You couldn't pay me enough money for this experience. 
I must point out one thing that is very very important!! We were extremely lucky (and deserving) to have met the family that we did! Almost everyone else that I know of that worked with a Thai family had horror stories to report. I am not judging the Thai, just reporting. 
I love Thailand and the Thai people! One of the best friends of my life is the Thai cook that we had for five years. She is an incredible, wise, and loving lady.
Any questions you may have, I will be happy to answer them based upon my experiences.


----------



## Oneman

blackduff said:


> I have a friend (Canadian) who ... has a job working as an English teacher. ... It pays about $100 per month for the school period, plus a area to live. I have seen his "apartment" from Skype and it's a basic, basic room.


Typical teaching jobs here pay US$ 1,000 per month (not $100).
While that's more than the average Thai wage, it's still not going to buy much.

That "basic, basic room" is just that, one room.
With a bed, a table and two chairs.
If he's lucky, an old, small, refrigerator.
Certainly no kitchen.
Maybe hot water in the shower, maybe not.
Older building -- no maintenance for many years.
Not quiet either -- in that price class, the locals are not quiet people.
Do you want to live that way?
.


----------



## LivingInAsia

Mweiga said:


> Your developing thought process in this thread follows an identical path to the very large number of others before you with the same plan.
> 
> As a twenty year traveller to Thailand with the last seven as an expat living here I've observed and studied how expats can and do survive here - including myself of course. As others rightly advise forget trying any business the Thais themselves can do. This covers virtually everything you can think of and many you won't have thought of - and very definitely spas , massage , etc , etc for tourists !
> 
> Apart from the last ditch teaching option , which requires enthusiasm and dedication to even make it tolerable (note you've already pretty much counted yourself out of this bracket) , the most practical option and conclusion most will arrive at is generating income from some external investment source. Concentrate on this strategy. 150 kUSD is a small start but you'll really need to double or treble this up for anything approaching a decent capital kickoff to provide a very basic livable income in the Land of Smiles.

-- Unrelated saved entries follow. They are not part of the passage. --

PR #4568, opened 2016-04-05
more correct validation of session id

fiblan:
Signed-off-by: Fabio Sfuncia <fiblan@tooware.com>

### DIFF
--- a/system/libraries/Session/Session.php
+++ b/system/libraries/Session/Session.php
@@ -130,7 +130,7 @@ class CI_Session {
 		if (isset($_COOKIE[$this->_config['cookie_name']])
 			&& (
 				! is_string($_COOKIE[$this->_config['cookie_name']])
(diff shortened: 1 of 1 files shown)


fiblan:
View internal php validation:
https://github.com/php/php-src/blob/master/ext/session/session.c#L456

narfbg:
How's that more correct?

fiblan:
Actual regexp
```
'/^[0-9a-f]{40}$/'
``` 
validate only a possible format, 
the proposed:
```
'/^[-,a-zA-Z0-9]{1,128}$/'
```
is in accordance with https://github.com/php/php-src/blob/master/ext/session/session.c#L456 
and considering the configuration ```session.hash_bits_per_character=6```
http://php.net/manual/en/session.configuration.php#ini.session.hash-bits-per-character

narfbg:
https://github.com/bcit-ci/CodeIgniter/blob/develop/system/libraries/Session/Session.php#L317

Hi Mweiga, thanks for your post which does makes very good sense to me... it only requires that i continue to work in the USA until i can triple my money savings which means i will need to work until i am 55 which is another 13 years (there goes my smile...). do most expats in thailand depend on investments to survive in thailand?


----------



## LivingInAsia

Okay, so what i am hearing with all the excellent post is to continue working until i am 55 years old where i will have been able to triple my investments/savings and be closer to receiving my pension of at age 62 (will be able to survive on investment until i reach 62)....how depressing is that? of course with this option, i could move to Thailand at 55 with more money and not have to look to starting a business and live to enjoy life. Then when i turn 62, i can then start collecting my monthly pension until i die....again no need to start any type of business. the only problem with all this i am looking at another 13 years of working in the US and continue with the rat race.......that takes away my smile big time.


----------



## XxSMIL3xX

me and my wife ,bought some small studios in uk.
with your 150.000 dollars you can buy 2-3 of them.each will give you 400-450 per month.
we visited thai for some months and now we are ready to return.
from the rents in uk we will live and we will save back also.so every 5-6 years we will be able to buy one more studio.


so no worries about business in thai.
after we stay there some time,maybe 1-2 years we will see if we want to do something.


----------



## nbiaboy

LivingInAsia said:


> Okay, so what i am hearing with all the excellent post is to continue working until i am 55 years old where i will have been able to triple my investments/savings and be closer to receiving my pension of at age 62 (will be able to survive on investment until i reach 62)....how depressing is that? of course with this option, i could move to Thailand at 55 with more money and not have to look to starting a business and live to enjoy life. Then when i turn 62, i can then start collecting my monthly pension until i die....again no need to start any type of business. the only problem with all this i am looking at another 13 years of working in the US and continue with the rat race.......that takes away my smile big time.


Personally, I would suggest if you can take some time to just go stay there for a while. Travel around a bit, check out the possibilities and then decide. Thirteen years! That's a long time to wait.


----------



## Mweiga

LivingInAsia said:


> Hi Mweiga, thanks for your post which does makes very good sense to me... it only requires that i continue to work in the USA until i can triple my money savings which means i will need to work until i am 55 which is another 13 years (there goes my smile...). do most expats in thailand depend on investments to survive in thailand?


Expats living here can be broadly divided into either working or not working / retired with relevant different visas in each case. 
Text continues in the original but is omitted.